Dolayıısyla Türkiye gibi hedef ülkelerin her açıdan teyakkuzda olması gerekir. Zira 15 Temmuz 2016'daki işgal ve darbe teşebbüsüyle ülkemizi kaotik bir iç savaşa sürüklemek isteyen odakların, sistematik yangınlar dahil toplumu infiale sürükleyecek her tür terör saldırısı ile finansal, kültürel ve sosyal beşinci kol faaliyetine başvurmaktan çekinmeyeceğini bilmemiz lazım.

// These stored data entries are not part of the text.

PR #1156, opened 2017-02-15
Updated to Django Oscar 1.2.2

clintonb:
ECOM-7095


clintonb:
@edx/ecommerce please review

clintonb:
FYI @mjfrey note the removal of the custom messages.

ecommerce/extensions/basket/views.py
```diff
@@ -317,62 +315,3 @@ def get_context_data(self, **kwargs):
...
-    View that applies a voucher to basket.
-    We change default messages oscar returns.
-    """
-
-    def form_valid(self, form):
-        super(VoucherAddMessagesView, self).form_valid(form)
-
-        code = form.cleaned_data['code']
-
-        for msg in list(messages.get_messages(self.request)):
```
mjfrey: We need these messages. Why are they removed?

clintonb: @mjfrey here are the default views now being used:
* https://github.com/django-oscar/django-oscar/blob/master/src/oscar/apps/basket/views.py#L302
* https://github.com/django-oscar/django-oscar/blob/master/src/oscar/apps/basket/views.py#L384

Eh...looks like they are still using the word voucher.

.travis.yml
```diff
@@ -13,21 +13,28 @@ cache:
     - ecommerce/static/bower_components
 
 addons:
-    firefox: latest
```
MatthewPiatetsky: why remove this?

clintonb: See https://github.com/edx/ecommerce/pull/1146. Ignore the first commit.

Makefile
```diff
@@ -32,7 +32,8 @@ help:
 
 requirements.js:
 	npm install
-	$(NODE_BIN)/bower install
+	# Allow root for Docker
```
MatthewPiatetsky: what does this mean?

ecommerce/extensions/basket/views.py
```diff
@@ -319,60 +318,75 @@ def get_context_data(self, **kwargs):
...
-                messages.error(
-                    self.request,
-                    _("Coupon code '{code}' is invalid.").format(code=code)
-                )
-
+                self.apply_voucher_to_basket(voucher)
         return redirect_to_referrer(self.request, 'basket:summary')
-
-
-class VoucherRemoveMessagesView(VoucherRemoveView):
```
mjfrey: Unless this is fixed in the latest Oscar we still need this as we will start getting Server errors in the case that triggers this.

mjfrey (changes requested):
Can we also see this in a sandbox or anywhere we can run some tests?

ecommerce/extensions/basket/views.py
clintonb: Under what conditions do these errors manifest? Django itself supports string lookups. I've never seen these issues.

mjfrey: To reproduce:
1: Add item to basket, apply voucher.
2: Open second tab go to basket page.
3: First tab remove voucher.
4: Second tab remove voucher.
Server error will happen in Oscar.

clintonb: Was an issue filed at https://github.com/django-oscar/django-oscar/?

mjfrey: Not that I am aware of.

clintonb: https://github.com/django-oscar/django-oscar/pull/2241

clintonb: I'll restore this view for now; although, I don't think we should support multi-tab use cases.

mjfrey: I agree, however we where getting Splunk alerts from this.

clintonb:
@mjfrey sandbox building. Any other feedback?

mjfrey (approved):

PR #1157, opened 2017-02-15
Updated to Django Oscar 1.4

clintonb:
ECOM-7095


clintonb:
@edx/ecommerce please review the final commit

rlucioni (approved):

PR #1159, opened 2017-02-15
Add site to SDN Failure model.

vkaracic:
Not sure if the ``site`` field should be ``null=True, blank=True``-ed. In case it's not I can create a management command to populate ``site`` attribute of existing SDN Failure entries on edX and WL(s ?) and remove the ``null=True, blank=True`` parameter.

https://openedx.atlassian.net/browse/SOL-2205


edx-webhook:

<a   href="https://openedx-webhooks.herokuapp.com/github/process_pr?number=1159&repo=edx%2Fecommerce"   rel="nofollow" >Create an OSPR issue for this pull request</a>.

mjfrey (approved):
We can let them be blank, since this has not been deployed yet.

PR #1161, opened 2017-02-15
Fixed payment refactor issues

clintonb:
- Corrected height of the card number input field
- Removed compress tags from CyberSource template to avoid loading issues
- Using default verbosity for collectstatic/compress commands to aid future debugging

ECOM-7141


clintonb:
@mjfrey please review

FYI @edx/ecommerce

mjfrey (approved):

PR #1163, opened 2017-02-16
Updated base template

clintonb:
These changes incorporate changes from edx/edx-themes, allowing us to remove the duplicate templates in that repository.

ECOM-7141


clintonb:
FYI @mjfrey @douglashall @edx/ecommerce

mjfrey (approved):
I assume a follow on PR to remove these files from the edx theme.

PR #1164, opened 2017-02-16
Disabled console logging for tests

clintonb:
Our test logs are so large Travis doesn't display them on the default build summary page. Most of the information logged is useless. In the event of an error, the logs will displayed alongside a stack trace thanks to nose. This change disables console logging, removing the extraneous log output.

ECOM-3054


clintonb:
@edx/ecommerce please review

rlucioni (approved):

PR #1165, opened 2017-02-16
Add base client side checkout basket template.

vkaracic:
https://openedx.atlassian.net/browse/ECOM-7248


edx-webhook:

<a   href="https://openedx-webhooks.herokuapp.com/github/process_pr?number=1165&repo=edx%2Fecommerce"   rel="nofollow" >Create an OSPR issue for this pull request</a>.

douglashall:
@vkaracic I think you want to leave `client_side_checkout_basket.html`, create `seat_type.html`, and include it in `client_side_checkout_basket.html`.

vkaracic:
You're right, that is better.

clintonb (approved):

mjfrey (approved):

PR #1166, opened 2017-02-16
Add address and products to SDN failure model.

vkaracic:
The SDN failure entry needs to contain additional information about the user's address and the products that the user tried to buy. I've implemented products as a M2M field to support multi-line baskets.

https://openedx.atlassian.net/browse/SOL-2205
https://openedx.atlassian.net/browse/ECOM-7251


edx-webhook:

<a   href="https://openedx-webhooks.herokuapp.com/github/process_pr?number=1166&repo=edx%2Fecommerce"   rel="nofollow" >Create an OSPR issue for this pull request</a>.

ecommerce/static/js/pages/basket_page.js
```diff
@@ -169,6 +169,7 @@ define([
         function sdnCheck(event) {
             var first_name = $('input[name=first_name]').val(),
                 last_name = $('input[name=last_name]').val(),
+                address = $('input[name=address_line1]').val(),
```
mjfrey, line 172: I think we want the city / state as well? This will just give us the street.

ecommerce/extensions/payment/utils.py
```diff
@@ -93,6 +94,7 @@ def search(self, name, country):
             'api_key': self.api_key,
             'type': 'individual',
```
mjfrey, line 95: We also need to change this to individual,entity

ecommerce/static/js/pages/basket_page.js
vkaracic: I don't know. Not even sure if address should be sent at all since the only example in the documentation uses city for the address.

vkaracic: @mjfrey for now I'll join the two (address and city) with a comma, but if you could I'd still like to have an answer for this. An address query string parameter would indicated that the address should be sent. The documentation's only example uses just city for address, and obviously we can't get them to answer a question about it. It probably doesn't matter but still I would like to finish this and possibly not go back and forth with the parameters again.

mjfrey (approved):

PR #1567, opened 2017-11-17
ENT-755: Display 'Undefined' in case coupon history record not found to get last edit date.

saleem-latif:
**JIRA Ticket:** [ENT-755](https://openedx.atlassian.net/browse/ENT-755)

**Description:**
Coupon details page was not being rendered for certain coupons. I was able to find the root cause for the error.

Coupon details page displays "Last Edit" information segment in the header for coupon details page that contains the [username and date associated with the coupon's most recent modification](https://github.com/edx/ecommerce/blob/master/ecommerce/static/js/views/coupon_detail_view.js#L142). This info is not itself saved in the `Product` aka `Coupon` model but is retrieved via the `ProductHistory` table. If there is no history record for a coupon than `last_edit` returned by coupon details API endpoint at `/api/v2/coupons/{coupon_id}/` is `None` which causes [coupon details view](https://github.com/edx/ecommerce/blob/master/ecommerce/static/js/views/coupon_detail_view.js#L43) to break.

I have added a fix to resolve the issue.

**Steps to Reproduce:**
Since, the issue appears randomly there is no simple instructions to reproduce it however with access of mysql console we can create conditions to cause the bug to appear.

1. Create a new coupon at https://ecommerce-business.sandbox.edx.org/coupons/new/
2. Note the coupon's id (it is the number at the end of coupon details page url, e.g. the number 131 in url https://ecommerce-business.sandbox.edx.org/coupons/131)
3. SSH into business sandbox and open mysql console and select ecommerce database and run this query
```
 DELETE FROM `catalogue_historicalproduct` WHERE `catalogue_historicalproduct`.`id` = {coupon_id};
```
4. Now, visit again coupon details page, it will not render and there will be an error in the console.

**Testing Instructions:**

1. Checkout this PR's branch and do 1-3 steps from above "Steps to Reproduce"
2. Visit coupon details page and make sure it is rendered correctly and make sure that `Last edit:` is display on the right below `Edit Coupon` button.

### DIFF
--- a/ecommerce/static/js/views/coupon_detail_view.js
+++ b/ecommerce/static/js/views/coupon_detail_view.js
@@ -120,6 +120,7 @@ define([
                     courseCatalogName = '',
                     invoiceData = this.formatInvoiceData(),
                     emailDomains = this.model.get('email_domains'),
+                    lastEdited = this.model.get('last_edited'),
                     templateData,
                     price = null;
 
@@ -139,7 +140,7 @@ define([
                     courseSeatType: this.formatSeatTypes(),
                     discountValue: this.discountValue(),
                     endDateTime: this.formatDateTime(this.model.get('end_date')),
-                    lastEdited: this.formatLastEditedData(this.model.get('last_edited')),
+                    lastEdited: lastEdited ? this.formatLastEditedData(lastEdited) : '',
                     price: price,
                     startDateTime: this.formatDateTime(this.model.get('start_date')),
                     usage: this.usageLimitation(),


saleem-latif:
Note: Above PR is deployed to https://ecommerce-business.sandbox.edx.org sandbox so bug will not appear there anymore. It can be reproduce on the local machine though by following the instructions.

ecommerce/static/js/views/coupon_detail_view.js
```diff
@@ -139,7 +140,7 @@ define([
                     courseSeatType: this.formatSeatTypes(),
                     discountValue: this.discountValue(),
                     endDateTime: this.formatDateTime(this.model.get('end_date')),
-                    lastEdited: this.formatLastEditedData(this.model.get('last_edited')),
+                    lastEdited: lastEdited ? this.formatLastEditedData(lastEdited) : 'Undefined',
```
douglashall: I think an empty string would be better than `Undefined` here.

saleem-latif: Done

douglashall (approved):
Reminder to squash before merge.

PR #1568, opened 2017-11-17
Don't set product_class of child products

McKenzieW:
Course Entitlement child products inherit their product_class from their parent product, so it does not need to and should not be explicitly set.


Mjloturco (commented):
Looks good to me.

McKenzieW:
@mjfrey any issues with me merging this one?

mjfrey (approved):

PR #1571, opened 2017-11-20
use edx segment fork

bderusha:


mjfrey (approved):

douglashall:
@bderusha @mjfrey Nice work here guys!

PR #1573, opened 2017-11-22
Remove simple history from models

ahsan-ul-haq:
LEARNER-3332


ecommerce/extensions/payment/migrations/0019_auto_20171122_1220.py
```diff
@@ -0,0 +1,26 @@
...
+from django.db import migrations
+
+
+class Migration(migrations.Migration):
+
+    dependencies = [
+        ('payment', '0018_create_stripe_switch'),
+    ]
+
+    operations = [
```
clintonb, line 15: What's going on here? Why is this model being changed?

clintonb (changes requested):
There are seemingly unrelated migrations. Also, your tests are failing.

clintonb:
FYI @edx/learner @edx/devops

feanil:
Won't these removals try to remove tables that are really large?  Also, won't this break the deploy in multiple ways?  Is it possible to stop using the simplehistory module without generating these migrations.  I'd rather we do this cleanup by hand after the software no longer cares about these tables.  We should also make a note about this on the Hawthorn Page https://openedx.atlassian.net/wiki/spaces/COMM/pages/158045104/Hawthorn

Nitekim 28 Temmuz'dan bu yana ülkemizde eşgüdümlü olarak 39 ilde çıkan 175 yangının tesadüf olması biraz zor. 161 yangın kontrol altına alınırken şu an 5 ilde 14 yangına karşı mücadele sürüyor.

Ülkemizi dört bir koldan kuşatan yangınlar her açıdan yukarıda tanımladığımız pyro-terörizm kategorisine giriyor. Zaten terör örgütü PKK'ya bağlı 'Ateşin Çocukları' adlı yapılanma da bu yangınları üstlenen bir açıklama yaptı.

Buna ek olarak yurt dışı ve yurt içinden ülkemize ve siyasi iradeye yönelik kirli bir 'infodemi/ yalan ve çarpıtma haber salgını' kampanyası da var.

İşte bu yüzden ormanlarımız ile diğer stratejik öneme sahip ekonomik, sosyal ve kültürel varlıklarımıza yönelik koruma doktrininin, pyro-terörizm konseptine göre gözden geçirilmesi gerekir.

Unutmayalım ki 11 Eylül 2001 saldırılarından sonra Amerikan yönetimi ülkedeki ormanlarla diğer doğal varlıklarını korumak için teyakkuza geçti. Ormanlar için II. Dünya Savaşı dönemindeki önlemleri aratmayan koruma tedbirleri yeniden hayat geçirildi.

Thomas More'dan ilhamla "Politik olmayan hiçbir saldırı yoktur" gerçeğini unutmayalım. Kitle imha silahlarından daha yıkıcı etkiye sahip sistematik orman yangınlarından rejim krizi çıkarıp ülkemizi kaosa sürüklemek isteyenlere fırsat vermemek lazım.

Ülkemizde de ormanlar ve diğer doğal varlıklar en stratejik milli savunma konsepti içerisine dâhil edilerek terörizme karşı savaş anlayışıyla muhafaza edilmelidir. Bu çerçevede orman yangınları artık bir doğal afet sayılmamalı. Yangınlar birer ekonomik, sosyal, siyasi ve askeri saldırı silahına dönüşmüş halde.

İşte bu nedenle ormanlarımızı korumayı, demode olmuş yangınlara zamanında müdahale stratejisinden kurtarmak gerekir.

Ormanlarımız için bundan sonra sistematik pyro-terörist saldırılar dâhil her ihtimali hesap eden önleyici niteliklere sahip yeni bir savunma ve muhafaza doktrini devreye sokulmalıdır.